→ WHAT IS REQUIRED
Please reproduce all of the entries exactly, without omitting any.

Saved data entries
PR #418, opened 2025-08-15
Bugfix: Live previews

busbyk:
Live previews broke due to the canonical url logic for pages that are nested in the navigation. This fixes this by adding handling for canonical urls.

### DIFF
--- a/src/app/(frontend)/[center]/next/preview/route.ts
+++ b/src/app/(frontend)/[center]/next/preview/route.ts
@@ -72,7 +72,9 @@ export async function GET(
           select: {},
           where: {
             slug: {
-              equals: slug,
+              // Exception for pages collection which has a concept of canonical urls based on their nesting in the navigation
+              // Uses the last path part as the slug
+              equals: collection === 'pages' ? slug.split('/').filter(Boolean).pop() : slug,
             },
           },
         })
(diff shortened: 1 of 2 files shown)


src/app/(frontend)/[center]/next/preview/route.ts
```diff
@@ -72,7 +72,9 @@ export async function GET(
           select: {},
           where: {
             slug: {
-              equals: slug,
+              // Exception for pages collection which has a concept of canonical urls based on their nesting in the navigation
+              // Uses the last path part as the slug
+              equals: collection === 'pages' ? slug.split('/').filter(Boolean).pop() : slug,
```
Comment (rchlfryn) [inline src/app/(frontend)/[center]/next/preview/route.ts:77]: Will we want to add the same thing for posts?

rchlfryn (dismissed):

src/app/(frontend)/[center]/next/preview/route.ts
Comment (busbyk) [reply src/app/(frontend)/[center]/next/preview/route.ts:77]: Good thought but we don't use the same canonical url logic for posts since they are never nested under additional paths if they're included in the navigation like pages are. This is because pages have a catch all segment `src/app/(frontend)/[center]/[...segments].page.tsx` to handle that nesting. But posts should always be nested in the context of the blog so even if they're nested in the navigation the url will always be relative to `/blog`. 

So I can't think of a situation where we would need to handle parsing a slug with multiple path parts for any collections besides pages here for now.

stevekuznetsov (approved):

→ OUTPUT
PR #418, opened 2025-08-15
Bugfix: Live previews

busbyk:
Live previews broke due to the canonical url logic for pages that are nested in the navigation. This fixes this by adding handling for canonical urls.

### DIFF
--- a/src/app/(frontend)/[center]/next/preview/route.ts
+++ b/src/app/(frontend)/[center]/next/preview/route.ts
@@ -72,7 +72,9 @@ export async function GET(
           select: {},
           where: {
             slug: {
-              equals: slug,
+              // Exception for pages collection which has a concept of canonical urls based on their nesting in the navigation
+              // Uses the last path part as the slug
+              equals: collection === 'pages' ? slug.split('/').filter(Boolean).pop() : slug,
             },
           },
         })
(diff shortened: 1 of 2 files shown)


src/app/(frontend)/[center]/next/preview/route.ts
```diff
@@ -72,7 +72,9 @@ export async function GET(
           select: {},
           where: {
             slug: {
-              equals: slug,
+              // Exception for pages collection which has a concept of canonical urls based on their nesting in the navigation
+              // Uses the last path part as the slug
+              equals: collection === 'pages' ? slug.split('/').filter(Boolean).pop() : slug,
```
Comment (rchlfryn) [inline src/app/(frontend)/[center]/next/preview/route.ts:77]: Will we want to add the same thing for posts?

rchlfryn (dismissed):

src/app/(frontend)/[center]/next/preview/route.ts
Comment (busbyk) [reply src/app/(frontend)/[center]/next/preview/route.ts:77]: Good thought but we don't use the same canonical url logic for posts since they are never nested under additional paths if they're included in the navigation like pages are. This is because pages have a catch all segment `src/app/(frontend)/[center]/[...segments].page.tsx` to handle that nesting. But posts should always be nested in the context of the blog so even if they're nested in the navigation the url will always be relative to `/blog`. 

So I can't think of a situation where we would need to handle parsing a slug with multiple path parts for any collections besides pages here for now.

stevekuznetsov (approved):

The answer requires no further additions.